┌────────
Issue #70, opened 2023-03-20
Model validation with feature store should be supported.


mingyu89:
Mode validation uses `mlflow.evaluate`. Currently it doesn't support evaluating models registered with databricks feature store.

aminebizid:
Any news about this limitation please?

jackroseman:
I am also wondering when this feature is coming. Thanks!

arpitjasa-db:
Hi we're looking into adding support for this, the tricky part is we need to update underlying feature store and MLflow components to get this to work, but will hopefully have an update for you all soon!

david-straub:
Any updates?

arpitjasa-db:
@david-straub we are currently reviewing a PR to add this functionality, but note this workaround will be slightly limited in that we cannot enable baseline comparison, as we need to provide a model_uri of a pyfunc model (so this means it's not possible to compare a new FS model with a baseline FS model)

arpitjasa-db:
We just merged https://github.com/databricks/mlops-stacks/pull/165 thanks to @aliazzzdat! This workaround should resolve most use cases for this issue, but if there's any other problems, please open another issue thank you!

PR #165, opened 2024-07-17
Model validation for FS models

aliazzzdat:
FS models cannot predict as pyfunc models yet (issue #70), thus we can't use MLflow Evaluate with FS models.

However, MLflow Evaluate can take a function instead of a pyfunc model_uri. 
This means we can call an FS model in the function and use this function in the Evaluate method.

Although this is a good solution, we still cannot enable baseline comparison, as we need to provide a model_uri of a pyfunc model (so this means it's not possible to compare a new FS model with a baseline FS model).


arpitjasa-db:
@aliazzzdat thanks for all the changes! Looks like some tests are failing, can we fix those and also do a full instantiation of Stacks to confirm everything is still working as expected? Version changes can be tricky, and want to make sure we don't break anything

tests/example-project-configs/aws/aws-github.json
```diff
@@ -4,12 +4,12 @@
   "input_project_name": "example-aws-github-project",
   "input_cloud": "aws",
   "input_cicd_platform": "github_actions",
-  "input_databricks_staging_workspace_host": "https://your-staging-workspace.cloud.databricks.com",
-  "input_databricks_prod_workspace_host": "https://your-prod-workspace.cloud.databricks.com",
+  "input_databricks_staging_workspace_host": "https://e2-demo-field-eng.cloud.databricks.com/",
```
arpitjasa-db, line 7: Revert changes to this file please

aliazzzdat:
The batch inference works as expected once we create the feature_store_inference_input table 
Screenshot 2024-07-19 at 21 54 34

.gitignore
```diff
@@ -11,4 +11,4 @@
 __pycache__/
 .cache
 *.pyc
-mlops-stacks.iml
+mlops-stacks.iml
```
arpitjasa-db, line 14: nit newline

tests/example-project-configs/aws/aws-github-fs.json
```diff
@@ -0,0 +1,18 @@
+{
```
arpitjasa-db, line 1: What's the purpose of this file? We don't run tests using this right?

aliazzzdat: It's just the file I used to generate the template to test whether the changes were working. It's the same as the other one, except it generates an FS model.

.gitignore
aliazzzdat: I added and removed  a file in my local .gitignore, the changes are just the space removed after .iml
Should we add *.iml in the file or do you want me revert the changes (adding the space back) ?

arpitjasa-db: Let's revert the changes

tests/example-project-configs/aws/aws-github-fs.json
arpitjasa-db: Hmm we don't really get much utility out of it except specify FS as yes, which if we did for each option, end up with tens of example configs. I think we should just remove this file then

template/{{.input_root_dir}}/{{template `project_name_alphanumeric_underscore` .}}/validation/notebooks/ModelValidation.py.tmpl
```diff
@@ -255,8 +257,83 @@ def log_to_model_description(run, success):
...
+
+data = rounded_taxi_data(data)
+
+
+{{ end }}
+
 # COMMAND ----------
 
+{{ if (eq .input_include_feature_store `yes`) }}
+###########################################################################################
```
arpitjasa-db, line 315: Why do we have these lines of `#`?

template/{{.input_root_dir}}/{{template `project_name_alphanumeric_underscore` .}}/validation/notebooks/ModelValidation.py.tmpl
└────────
WHAT THE EXERCISE ASKS:
Would you restate each line of the material above word for word?

REPLY TO THE TASK:
Issue #70, opened 2023-03-20
Model validation with feature store should be supported.


mingyu89:
Mode validation uses `mlflow.evaluate`. Currently it doesn't support evaluating models registered with databricks feature store.

aminebizid:
Any news about this limitation please?

jackroseman:
I am also wondering when this feature is coming. Thanks!

arpitjasa-db:
Hi we're looking into adding support for this, the tricky part is we need to update underlying feature store and MLflow components to get this to work, but will hopefully have an update for you all soon!

david-straub:
Any updates?

arpitjasa-db:
@david-straub we are currently reviewing a PR to add this functionality, but note this workaround will be slightly limited in that we cannot enable baseline comparison, as we need to provide a model_uri of a pyfunc model (so this means it's not possible to compare a new FS model with a baseline FS model)

arpitjasa-db:
We just merged https://github.com/databricks/mlops-stacks/pull/165 thanks to @aliazzzdat! This workaround should resolve most use cases for this issue, but if there's any other problems, please open another issue thank you!

PR #165, opened 2024-07-17
Model validation for FS models

aliazzzdat:
FS models cannot predict as pyfunc models yet (issue #70), thus we can't use MLflow Evaluate with FS models.

However, MLflow Evaluate can take a function instead of a pyfunc model_uri. 
This means we can call an FS model in the function and use this function in the Evaluate method.

Although this is a good solution, we still cannot enable baseline comparison, as we need to provide a model_uri of a pyfunc model (so this means it's not possible to compare a new FS model with a baseline FS model).


arpitjasa-db:
@aliazzzdat thanks for all the changes! Looks like some tests are failing, can we fix those and also do a full instantiation of Stacks to confirm everything is still working as expected? Version changes can be tricky, and want to make sure we don't break anything

tests/example-project-configs/aws/aws-github.json
```diff
@@ -4,12 +4,12 @@
   "input_project_name": "example-aws-github-project",
   "input_cloud": "aws",
   "input_cicd_platform": "github_actions",
-  "input_databricks_staging_workspace_host": "https://your-staging-workspace.cloud.databricks.com",
-  "input_databricks_prod_workspace_host": "https://your-prod-workspace.cloud.databricks.com",
+  "input_databricks_staging_workspace_host": "https://e2-demo-field-eng.cloud.databricks.com/",
```
arpitjasa-db, line 7: Revert changes to this file please

aliazzzdat:
The batch inference works as expected once we create the feature_store_inference_input table 
Screenshot 2024-07-19 at 21 54 34

.gitignore
```diff
@@ -11,4 +11,4 @@
 __pycache__/
 .cache
 *.pyc
-mlops-stacks.iml
+mlops-stacks.iml
```
arpitjasa-db, line 14: nit newline

tests/example-project-configs/aws/aws-github-fs.json
```diff
@@ -0,0 +1,18 @@
+{
```
arpitjasa-db, line 1: What's the purpose of this file? We don't run tests using this right?

aliazzzdat: It's just the file I used to generate the template to test whether the changes were working. It's the same as the other one, except it generates an FS model.

.gitignore
aliazzzdat: I added and removed  a file in my local .gitignore, the changes are just the space removed after .iml
Should we add *.iml in the file or do you want me revert the changes (adding the space back) ?

arpitjasa-db: Let's revert the changes

tests/example-project-configs/aws/aws-github-fs.json
arpitjasa-db: Hmm we don't really get much utility out of it except specify FS as yes, which if we did for each option, end up with tens of example configs. I think we should just remove this file then

template/{{.input_root_dir}}/{{template `project_name_alphanumeric_underscore` .}}/validation/notebooks/ModelValidation.py.tmpl
```diff
@@ -255,8 +257,83 @@ def log_to_model_description(run, success):
...
+
+data = rounded_taxi_data(data)
+
+
+{{ end }}
+
 # COMMAND ----------
 
+{{ if (eq .input_include_feature_store `yes`) }}
+###########################################################################################
```
arpitjasa-db, line 315: Why do we have these lines of `#`?

template/{{.input_root_dir}}/{{template `project_name_alphanumeric_underscore` .}}/validation/notebooks/ModelValidation.py.tmpl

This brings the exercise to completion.